(Data records)
PR #2127, opened 2016-09-26
	fix bugs of the pollset

hnwyllmm:
1. extend 'fd_table' when fd_ is greater or equal than the size of 'fd_table';
2. delete specific fd from pollset before reset pollin or pollout according the description of AIX document

### DIFF
--- a/src/pollset.cpp
+++ b/src/pollset.cpp
@@ -252,4 +252,3 @@ void zmq::pollset_t::worker_routine (void *arg_)
 }
 
 #endif
--
--- a/src/pollset.cpp
+++ b/src/pollset.cpp
@@ -135,7 +135,7 @@ void zmq::pollset_t::reset_pollin (handle_t handle_)
     pc.events = 0;
 
     pc.cmd = PS_DELETE;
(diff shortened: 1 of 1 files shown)


bluca:
This breaks the build:

```
../src/pollset.cpp:255:1: error: expected unqualified-id before ‘-’ token
```

Want to fix it before I merge?

src/pollset.cpp
```diff
@@ -250,3 +252,4 @@ void zmq::pollset_t::worker_routine (void *arg_)
 }
 
 #endif
+-
```
bluca: This extra - is breaking the build

hnwyllmm: Yes, surely. Sorry for the low level fault

bluca:
Thanks. For your next contributions, please:

- if you have a first commit that's broken and you fix it in the second commit in the same PR, please rebase and squash. Having broken commits in the tree breaks git bisect.
- Please follow the contributions guidelines for the commit message format:

```
Problem: X is broken

Solution: do Y and Z to fix X
```

PR #2128, opened 2016-09-27
Problem: zmq_poller only signals one event

### LINKED ISSUE #2108: Problem: zmq_poller only signals one event
zmq_poller only returns a single event, even if several events are available to process. This precludes the ability of the caller to decide which events should get processed in which order, and allows starvation of sockets if one socket is particularly busy.

Currently, the only way to do traditional waiting on a collection of sockets is zmq_poll, but zmq_poll doesn't support the threadsafe sockets (I would also consider this a bug).

minrk:
Solution: zmq_poller_wait_all signals all events

allows signaling multiple events with one call to zmq_poller_wait_all rather than emitting only one event.

this prepares for zmq_poll being based on zmq_poller, which requires events for all sockets rather than just one.

closes #2108

### DIFF
--- a/include/zmq.h
+++ b/include/zmq.h
@@ -577,6 +577,7 @@ ZMQ_EXPORT int  zmq_poller_add (void *poller, void *socket, void *user_data, sho
 ZMQ_EXPORT int  zmq_poller_modify (void *poller, void *socket, short events);
 ZMQ_EXPORT int  zmq_poller_remove (void *poller, void *socket);
 ZMQ_EXPORT int  zmq_poller_wait (void *poller, zmq_poller_event_t *event, long timeout);
+ZMQ_EXPORT int  zmq_poller_wait_all (void *poller, zmq_poller_event_t *events, long timeout);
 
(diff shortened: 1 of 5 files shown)


somdoron:
cool

somdoron:
I have one questions, don't you prefer that the size of the events array will be static, so you won't allocate array from the heap everytime?

So you can dequeue events only as the size of the array. I think this will yield better performance and won't loose much.

Now with the single wait implementation we allocate an array on every call.

minrk:
I opened #2129 to remove the `new` invocations. For some reason, I didn't think you could do that with size from variables. My C++ isn't so strong.

somdoron:
I actually thought the same way as you, we can do that? 
nice...

somdoron:
Anyway, I still think we need the size parameter to the method, what if the size changed from the size() call to wait call() ?

We just need to limit the max number of items that can be be fetched, and return the number of actually fetched items.

minrk:
#2130 adds n_events arg to wait_all.

PR #2872, opened 2017-12-20
Fix CMake tests on Windows

cowo78:
CMake tests for some symbols (WSAStartup, UuidCreateSequential, GetAdaptersAddresses) were checked in the wrong way.
Added automatic dependies pull-in for windows/msvc.

### DIFF
--- a/include/zmq.h
+++ b/include/zmq.h
@@ -121,20 +121,10 @@ extern "C" {
     #include <poll.h>
 #endif
 
-/* Advise the linker to automatically pull dependencies in */
 #if defined _WIN32
 #   if defined _MSC_VER
-#       if (HAVE_WS2_32)
-#           pragma comment(lib, "ws2_32.lib")
-#       elif (HAVE_WS2)
-#           pragma comment(lib, "ws2.lib")
-#       endif  // HAVE_WS2_32
-#       if (HAVE_IPHLAPI)
-#           pragma comment(lib, "iphlpapi.lib")
-#       endif  // HAVE_IPHLAPI
-#       if (HAVE_RPCRT4)
-#           pragma comment(lib, "rpcrt4.lib")
-#       endif  // HAVE_RPCRT4
+#       pragma comment(lib, "ws2_32.lib")
+#       pragma comment(lib, "iphlpapi.lib")
 #   endif  // _MSC_VER
 #endif  // _WIN32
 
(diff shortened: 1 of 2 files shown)


include/zmq.h
```diff
@@ -121,6 +121,16 @@ extern "C" {
     #include <poll.h>
 #endif
 
+/* Advise the linker to automatically pull dependencies in */
+#if defined _WIN32
+#   if defined _MSC_VER
+#       pragma comment(lib, "ws2_32.lib")
```
bluca: This is the public header, can it be done elsewhere? If not, are you 110% sure this is compatible with all versions of Windows from XP up, on all architectures, with all versions of VS/VC++/etc? Once it's in, it cannot be taken out

sigiesec: I think this is also unnecessary when libzmq is built as a DLL. 

Also, in case of building libzmq as a static library, I don't think this is generally desirable. Depending on the context, one might want to control this explicitly.

Supporting such auto-linking might be an optional feature. Boost, e.g., also supports autolinking optionally. The solution is quite sophisticated as the library naming ensures that the correct variant of a library is selected. See http://www.boost.org/doc/libs/1_66_0/boost/config/auto_link.hpp

cowo78: Of course it can be done elsewhere. I don't think it has anything to do with the OS SDK, while AFAIK it's supported on msvc since ~10 years.

@sigiesec it does not matter whether the target is static or dynamic (agree I could have split into 2 pull requests). AFAIK those libs are always dynamic (import libraries in msvc terms) so you always need to link them. The boost solution is designed to link the correct version of the boost library, not OS/3rd party dependencies. Agreed it can be an optional feat.

sigiesec: ws2_32 is always dynamic, i.e. ws2_32.lib is always only an import library.

But a dynamic libzmq.dll only uses ws2_32.lib internally and does not expose this dependency to its clients, so they do not required to link against ws2_32.

cowo78: @sigiesec I see your point, agreed. Will wrap the pragmas in ZMQ_STATIC. I was not suggesting to add auto-link facility like boost (handy stuff but too much work involved).

cowo78: @bluca Had a look at the zmq.h header but since it does not include private stuff but only declares prototypes what I meant to do must be done either in zmq.h or in something that zmq.h directly includes.
To sum up:
* PRO Don't need to explicitly link zmq
* CON Need to clutter zmq.h or include private "auto-link" file on win32/msvc

maybe it's just easier to drop the auto-link feature and keep the CMake patch if you like it. Your shout, the auto-link was essentially candy, the real stuff is the CMake patch.

bluca: I'd suggest small steps - let's start with the cmake part

Issue #788, opened 2013-12-14
SUB accepts multiple connects to same PUB endpoint and result is nonsensical


trevorbernard:

WallStProg:
I've recently run into a problem related to this one, and would like to get some feedback on a potential solution.

The problem is that for pub/sub the original fix for this issue only covers the case where the socket is a SUB socket -- PUB sockets are allowed to connect multiple times to the same endpoint, and when they do that, they receive duplicate messages.

Now, I know that there are issues related to PUB sockets connecting to SUB sockets, but in some architectures that is unavoidable, and the library/application will need to deal with those issues.

Given that, wouldn't it make sense to include PUB sockets in the `is_single_connect` test?

FWIW, that approach appears to be working in my environment, and I'm happy to submit a PR if the community is interested.

bluca:
I think it makes sense, feel free to send a PR, thanks

ilyakrasnovsky:
Does it also make sense to add `XSUB`  and `XPUB` sockets to the `is_single_connect` test? I've noticed the same message-duplication problem when I `connect` more than once to an existing address from an `XSUB` socket. I can open a new issue if that helps, but wanted to jump off of a relevant discussion. Thanks!

WallStProg:
I’m not familiar with XPUB/XSUB, as I don’t use them (except w/zmq_proxy), but a couple of points:

- It would seem that hard-coding this behavior could interfere with manual handling of subscribe/unsubscribe requests — e.g. a particular application might want to use ZMQ_XPUB_VERBOSE, ZMQ_XPUB_MANUAL, etc. to handle the case of duplicate subscribe requests
- For that reason, it might be better to have this behavior controlled by a socket option?

While we’re on the topic (no pun intended), an argument can be made that silently ignoring duplicate subscription requests is not the best approach, and that it might be better to return a specific errno value (EEXIST?) in the case where a duplicate subscription is being ignored.  Of course, this would break existing code and so should also be a socket option.  Not a pain point for me, but I can imagine that it might be useful in some cases.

*Directions for this task*: Copy out, in full, each line above that has the word "explicitly" in it.

*Answer space*:
Also, in case of building libzmq as a static library, I don't think this is generally desirable. Depending on the context, one might want to control this explicitly.
* PRO Don't need to explicitly link zmq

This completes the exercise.